Everything we want to communicate and to achieve in our lives, from the simplest idea to the most complex endeavors, such as our visions and dreams, must be translated from its original idea state in our mind to an external or extended structure or form outside ourselves to become realized. Otherwise, they will remain just figments of our imagination. These structures and forms we create are media of communication by which we are able to achieve desired outcomes in our pursuits. They are composed of different elements and parts that have properties or directions that cause them to behave in certain particular ways.

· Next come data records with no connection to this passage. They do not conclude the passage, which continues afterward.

Issue #5884, opened 2015-06-03
Youtube-DL fails to download existing video from youtube.


dopesong:
Command: 

```
youtube-dl --continue --format bestvideo --no-playlist --output "%(autonumber)s-f54852e477709f71b107166f50214f72.%(ext)s" --print-json --ignore-config 'https://www.youtube.com/watch?v=m3YVZ5H166s'
```

Responses:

When translating our thoughts into realized actions, the directions and properties of these different elements and parts must be aligned in such a way that they will work together to support a particularly desired effect and that effect only. This is an exploratory learning process by which we can search and discover the alignment of these directions and properties in achieving our desired ends. Fortunately, this is an educable process which can be learned by almost anyone. However, it is not something being formally taught in our society.

It is, therefore, in the nature of our innate makeup that we are able to extend our reach in this world by projecting ourselves out in different forms and structures, such as in our families, our friendships, our communities, our businesses, our work, our books, creations and other means. This is a structural, nonverbal form of communication and learning by which we can translate our ideas, thoughts and desires into realized forms within the environment. It is a powerful form of communication with which to discover the new patterns and structures for extending our reach and influence in adapting to our world of changing needs and times. The play factor serves as an exploratory tool for helping us learn to see and to align the different directions and properties of our media and materials within new relevant forms of the present.

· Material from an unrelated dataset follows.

PR #5894, opened 2015-06-04
Add videowood extractor

luogni:


jaimeMF:
The test video is a copyrighted tv show episode ([Wikipedia article](https://en.wikipedia.org/wiki/Between_%28TV_series%29)) and I doubt they have the rights for distributing that content, and [it seems that a lot of their videos are infringing copyright](https://www.google.com/transparencyreport/removals/copyright/domains/videowood.tv/). [We can't add support for this kind if sites](https://github.com/rg3/youtube-dl/blob/4c8fea92f350d5a3f33d505980ac750b05a9cd34/README.md#can-you-add-support-for-this-anime-video-site-or-site-which-shows-current-movies-for-free).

In this regard, we need to understand that the air we breathe, the ground we walk on, the water we drink and the personal and professional relationships we are involved with, the thoughts we have, the dreams we dream, all are structures of parts related to a whole. In fact, everything in life is a structure, a relationship of parts related to a wholeÑa unified entity, to which we are mostly blind because of our lack of training in learning to see these structures.

 

 

 




An image is a structure
A painting is a structure
A business is a structure
A system is a structure
A friendship is a structure
Our identity is a structure etc.

By developing our perceptual skills, we can overcome our blindness to these structures and forms and thus learn to see and work with these hidden structural patterns and directions of our environmental forms with some degree of control.

Exploratory learning is a process by which we develop our perceptual skills and, thus, by which we can learn to extend our ideas and thoughts into actions and forms of our own making. Since all relationships, forms and structures have energies and directions of their own, the element of exploratory play provides us with a means of retrieving this energy and power and for putting it to use according to our changing needs. This is a matter of communicating by our actions and the structures we create in the process of achieving our ends.